One such ancient path, used by shepherds and their flocks to climb up and down the mighty mountain, could have become Transalpina, aka the King’s Road. 

Selling bryndza, the local type of (sheep milk) cheese

Selling bryndza, the local type of (sheep milk) cheese

Why not call it Transcarpathica, you might ask. It’s not in the Alps, after all. Its name might actually be a simple old Latin description of a road across the mountains. And since the tall mountains were usually white - albus > alpinus - on top, the “alpine” attribute was used about more than just the Alps. Also, the section it crosses is called Parâng (=Millet) Mountains, but Transparânga just doesn’t quite roll off the tongue.

So here we have, a road across the mountains (Transalpina), leading you to a land across a forest (Transylvania).

“Master, master dear, / Call a large hound near, / A fierce one and fearless, / Strong, loyal and peerless“.  (Low-hanging but relevant quote from the reference pastoral ballad Miorița / The little ewe)

“Master, master dear, / Call a large hound near, / A fierce one and fearless, / Strong, loyal and peerless“.
(Low-hanging but relevant quote from the reference pastoral ballad Miorița / The little ewe)

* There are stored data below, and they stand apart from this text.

PR #488, opened 2015-05-17
Alamofire Activity Indicator

mustafaibrahim989:


mattt:
Thanks for the PR, @mustafaibrahim989, but this implementation is incompatible with our project design goals. Specifically, it creates a strong dependency on UIKit, making Alamofire incompatible with OS X. It also has tight coupling to a shared singleton instance and isn't thread-safe. We are looking into ways to incorporate this kind of functionality in the future.

PR #489, opened 2015-05-18
Switch test suite to use Given | When | Then structure

cnoon:
This PR contains several major changes to the test suite including:

1. Refactors all tests to follow the `Given` | `When` | `Then` structure
1. All tests now succeed on iOS and OS X
1. Adds safeguards to all tests to prevent the test suite from crashing when tests fail

My apologies for the horrendous diff. I would suggest checking out the branch and reviewing it that way. None of the tests have been removed. They have only been refactored to follow the new structure and to be safe from potential crashes.

### DIFF
--- a/Alamofire.xcodeproj/project.pbxproj
+++ b/Alamofire.xcodeproj/project.pbxproj
@@ -7,6 +7,8 @@
 	objects = {
 
 /* Begin PBXBuildFile section */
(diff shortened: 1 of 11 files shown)


cnoon:
cc @kcharwood, @mattt and @kylef for review.

kcharwood:
What do we need to do to get Travis or some other CI setup here?

cnoon:
We need Travis CI to support Xcode 6.3 because we've moved over to Swift 1.2 which only ships in that version of Xcode.

mattt:
I dig it. Nice work, @cnoon.

kylef:
:+1:

PR #483, opened 2015-05-14
Testing NSURLSessionDataTask download progress

cnoon:
This PR adds a test around data task progress monitoring. It is built with the `Given / When / Then` [structure](http://www.objc.io/issue-15/xctest.html) to make it easy to understand the different portions of the test. By gathering all the data and testing it within the `Then` section, it allows us to test all different combinations of the data once it has all been collected.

The former sheep trail, trodden only by hooves, paws and leather opanak, became a regular road only in the late 1930s, when King Charles II saw its potential and had it widened and paved (hence the King’s Road moniker), but it fell into disuse after the war, and the locals even used stones of the retaining walls to build their own houses. Not unlike what had happened in the villages around the Great Wall of China in the 60s.

In the meantime, the much more famous Transfăgărășan (across Făgăraș Mts., a mere 80 km east, as the crow flies) was built in the 70s, during Ceaușescu’s regime, who, just like his Chinese mentors, was trying to erase the old and build his own creditable new. Transalpina was long forgotten and in bad condition.

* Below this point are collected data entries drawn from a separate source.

PR #500, opened 2015-05-28
Updated typo in API Paramater Abstraction in README (#497)

joshuatbrown:
This fixes #497

Issue #497, opened 2015-05-28
Update API Parameter Abstraction section in README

It was revived and brought to a new glory only in the 21st century… and it’s a work in progress. If you ever want to go, make sure it’s open (most of it closes from October to May on account of bad weather), and watch out for never-ending road works.

Ranca, Transalpina and peak Păpușa.  Păpușă, translating to “doll“, most likely has roots in the local shepherds’ vernacular, where doll means either “little pile of stones“, signalling a known path, or “cheese pressed in a certain shape or mold“ .

Ranca, Transalpina and peak Păpușa. Păpușă, translating to “doll“, most likely has roots in the local shepherds’ vernacular, where doll means either “little pile of stones“, signalling a known path, or “cheese pressed in a certain shape or mold“ .

Should you want to stay overnight on the Devil’s Trail (as it is sometimes known), unless you’re willing to sleep in a tent in the great wide (alpine) open, you will probably need to settle with Rânca.

Rânca (1.600m) is a little mountain resort with several easy and medium slopes, but before you plan your next ski trip, wipe that picturesque Alpine village image from your head. This is the former Eastern bloc. We don’t do quaint here. The area was patched up quickly when the road had become a certainty and when you could almost hear the herds of tourists rushing in. The result is a nouveau-riche motley, with oversized guest houses sporting that mongrel East European architecture style that just won’t die.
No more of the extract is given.